Top of Records provided

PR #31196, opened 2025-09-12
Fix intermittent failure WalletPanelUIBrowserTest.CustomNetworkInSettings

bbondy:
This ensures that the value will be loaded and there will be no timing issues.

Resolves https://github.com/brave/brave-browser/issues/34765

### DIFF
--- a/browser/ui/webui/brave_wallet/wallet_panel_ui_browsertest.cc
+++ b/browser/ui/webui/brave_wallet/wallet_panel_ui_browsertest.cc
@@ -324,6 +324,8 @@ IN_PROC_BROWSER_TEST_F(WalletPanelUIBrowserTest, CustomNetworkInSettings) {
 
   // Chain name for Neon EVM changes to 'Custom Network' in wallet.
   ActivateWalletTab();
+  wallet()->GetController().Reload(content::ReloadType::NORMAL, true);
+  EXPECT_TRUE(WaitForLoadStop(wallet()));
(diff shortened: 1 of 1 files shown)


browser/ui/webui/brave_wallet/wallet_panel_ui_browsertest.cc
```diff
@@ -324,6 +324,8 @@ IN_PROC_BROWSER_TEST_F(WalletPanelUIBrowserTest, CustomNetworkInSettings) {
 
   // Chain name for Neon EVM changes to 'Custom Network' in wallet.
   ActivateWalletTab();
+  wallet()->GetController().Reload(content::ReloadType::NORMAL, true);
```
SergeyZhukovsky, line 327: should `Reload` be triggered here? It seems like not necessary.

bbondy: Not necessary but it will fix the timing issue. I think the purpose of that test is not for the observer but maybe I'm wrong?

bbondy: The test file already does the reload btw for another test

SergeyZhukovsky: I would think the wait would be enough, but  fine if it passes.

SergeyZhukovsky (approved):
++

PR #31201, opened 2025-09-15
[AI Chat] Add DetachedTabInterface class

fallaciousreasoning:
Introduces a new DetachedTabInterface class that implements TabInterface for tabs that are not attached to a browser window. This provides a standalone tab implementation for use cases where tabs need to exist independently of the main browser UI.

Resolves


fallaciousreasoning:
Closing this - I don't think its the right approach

Bottom of Records provided

Give a word-for-word copy of the records.

> **Exercise result**:
PR #31196, opened 2025-09-12
Fix intermittent failure WalletPanelUIBrowserTest.CustomNetworkInSettings

bbondy:
This ensures that the value will be loaded and there will be no timing issues.

Resolves https://github.com/brave/brave-browser/issues/34765

### DIFF
--- a/browser/ui/webui/brave_wallet/wallet_panel_ui_browsertest.cc
+++ b/browser/ui/webui/brave_wallet/wallet_panel_ui_browsertest.cc
@@ -324,6 +324,8 @@ IN_PROC_BROWSER_TEST_F(WalletPanelUIBrowserTest, CustomNetworkInSettings) {
 
   // Chain name for Neon EVM changes to 'Custom Network' in wallet.
   ActivateWalletTab();
+  wallet()->GetController().Reload(content::ReloadType::NORMAL, true);
+  EXPECT_TRUE(WaitForLoadStop(wallet()));
(diff shortened: 1 of 1 files shown)


browser/ui/webui/brave_wallet/wallet_panel_ui_browsertest.cc
```diff
@@ -324,6 +324,8 @@ IN_PROC_BROWSER_TEST_F(WalletPanelUIBrowserTest, CustomNetworkInSettings) {
 
   // Chain name for Neon EVM changes to 'Custom Network' in wallet.
   ActivateWalletTab();
+  wallet()->GetController().Reload(content::ReloadType::NORMAL, true);
```
SergeyZhukovsky, line 327: should `Reload` be triggered here? It seems like not necessary.

bbondy: Not necessary but it will fix the timing issue. I think the purpose of that test is not for the observer but maybe I'm wrong?

bbondy: The test file already does the reload btw for another test

SergeyZhukovsky: I would think the wait would be enough, but  fine if it passes.

SergeyZhukovsky (approved):
++

PR #31201, opened 2025-09-15
[AI Chat] Add DetachedTabInterface class

fallaciousreasoning:
Introduces a new DetachedTabInterface class that implements TabInterface for tabs that are not attached to a browser window. This provides a standalone tab implementation for use cases where tabs need to exist independently of the main browser UI.

Resolves


fallaciousreasoning:
Closing this - I don't think its the right approach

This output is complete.